Two of the protagonists - or at least one - has continued the exchange on social media. As my wife - The Lovely Cynthia - commented: "How childish." I have heard that term many times with me being the recipient.
Next up is the selection of a new Superintendent.
Allin Frawley wishes to support a bill to expand bow hunting into seven days a week and that effectively shuts out those of us who cannot use the areas during hunting season. This is an incredible display of selfishness by the hunting lobby and by Selectman Frawley himself. Six days for ten weeks were not enough? The sheer nonsense of suggesting that folks walk in the woods during hunting season with vests on show that some just do not read the news regarding hunting accidents.
With Selectman Frawley it apparently comes down to family time as family commitments and a work schedule impact his hobby. From my own experience with hunters, one son included, they have a tendency to schedule a vacation day or two during the season. And sacrifice? Please! Spare me. I had a job, three children, coached baseball and had outside interests that had to be diminished or eliminated.
Not to be outdone was former Selectman Wayne Perkins, who attempted to connect blue laws to why we have no hunting. Any port in a storm, Wayne. What you have, Wayne, Allin and Chris Reed, is six days a week. I know that as do most non hunters. As a trail runner my little group also plan.
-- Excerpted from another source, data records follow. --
Issue #309, opened 2024-06-26
Prevent workspace being kept alive when it should not


code-asher:
There is a problem (which might only exist on Linux) where if the workspace shuts off, VS Code tries to reconnect (which it actually seems to do by reloading the window, from what I have seen), and then as part of that the Coder plugin starts the workspace again, so a workspace stays up forever which is not always what a user wants.

If we can prevent the reload/reconnect to begin with, using a "Do you want to reconnect" popup, that would be great.  

However, we might not be able to stop VS Code from reloading the window.  If that is the case, we can instead show a "Your workspace is off, should we start it?" popup on the connect phase when the workspace is down, which has a similar effect but a bit delayed since it requires the window to reload and the plugin to get started up again first, and it means you have to answer yes for a first connect as well (unless there is a way for us to tell the difference between a first connect and reconnect).

Also probably worth looking into whether there are existing settings to control this behavior.

Also curious to see if the behavior is different between a workspace shutting down and temporary network instability.  Does VS Code reload for the latter case, too?  Maybe it makes a few attempts before reloading?  Maybe in the first case our proxy command is exiting but in the latter case it stays up?  Yeah it might be ssh exiting that is the trigger for the reload.

code-asher:
Another observation.  This issue may or may not happen depending on the timing as we only start the workspace if it is in the `stopped` state.

So if VS Code reconnects, and the workspace is still shutting down, the start will be skipped and it will wait for the stop build to finish, then say "the workspace is stopped" with an option to restart.

If VS Code reconnects, and the workspace shut down quickly enough, once the plugin starts running the workspace will be already `stopped` and so it will then be started, and the plugin waits for the start build to finish.

To make this less timing-dependendant, maybe we put this in a loop where we keep trying to get the workspace into a connectable state (in addition to the prompt to actually start the workspace).

Kira-Pilot:
https://coder.zendesk.com/agent/tickets/2970 corresponding zendesk ticket should be updated when this goes out

PR #583, opened 2025-09-12
Automatically start workspace if started and not running

### LINKED ISSUE #582: Automatically start workplace if started and not currently running
If the workspace is stopped and I press the play/start button: 

Image

A new page opens but I am prompted by the modal below to choose whether I want to start my workspace back up. 

Image

Because I have already pressed play/start in order to get to this page, it is unnecessary friction to asked the user to confirm if they want to start up the workspace. Instead, if the user presses play/start, the workspace should immediately start up without having the modal pop-up and ask for input.

EhabY:
Closes #582

Now it'll attempt to start the workspace when clicking on the "play" button or reloading a window that is already connected.

Currently when building we show a terminal with the build progress, this is good, but we can potentially also show a progress indicator between the different steps.

### DIFF
--- a/CHANGELOG.md
+++ b/CHANGELOG.md
@@ -5,6 +5,7 @@
 ### Changed
 
 - Always enable verbose (`-v`) flag when a log directory is configured (`coder.proxyLogDir`).
+- Automatically start a workspace if it is opened but not running.
 
 ### Added
 


EhabY:
> I presume it will be hard to cover with unit tests since it is mainly in `remote.ts`?

Indeed, and this is heavily using the VS Code API where there are no existing tests for (yet). Currently working a design that would allows us to mock this for tests :)

code-asher:
And the original issue that added the dialog: https://github.com/coder/vscode-coder/issues/309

We have a list of “safe zones,” and what is starting and what season. The one concession is to allow one day for non-hunters to enjoy say the 10,000 acres of Myles Standish without fear. Or even Rocky Gutter.
This bill is simply foot in the door legislation that some more myopic supporters of this measure refuse or are incapable of seeing. The next measure will be to open up the season to all firearms seven days a week and then even expand the season.
The bill itself should not have been brought before the BOS. This is not the APC, which impacts us all, but a bill that is directed for a small group. Selectman Knowlton had it right.
The Oliver House project seems to change more frequently than Hillary Clinton on email excuses. This project apparently is held together by tenuous threads of maybe will get some cash….or maybe not? Meanwhile the CPA well is now fiscally dry thank to emptying the coffers to this project. A sincere “I told you so” is my patented response.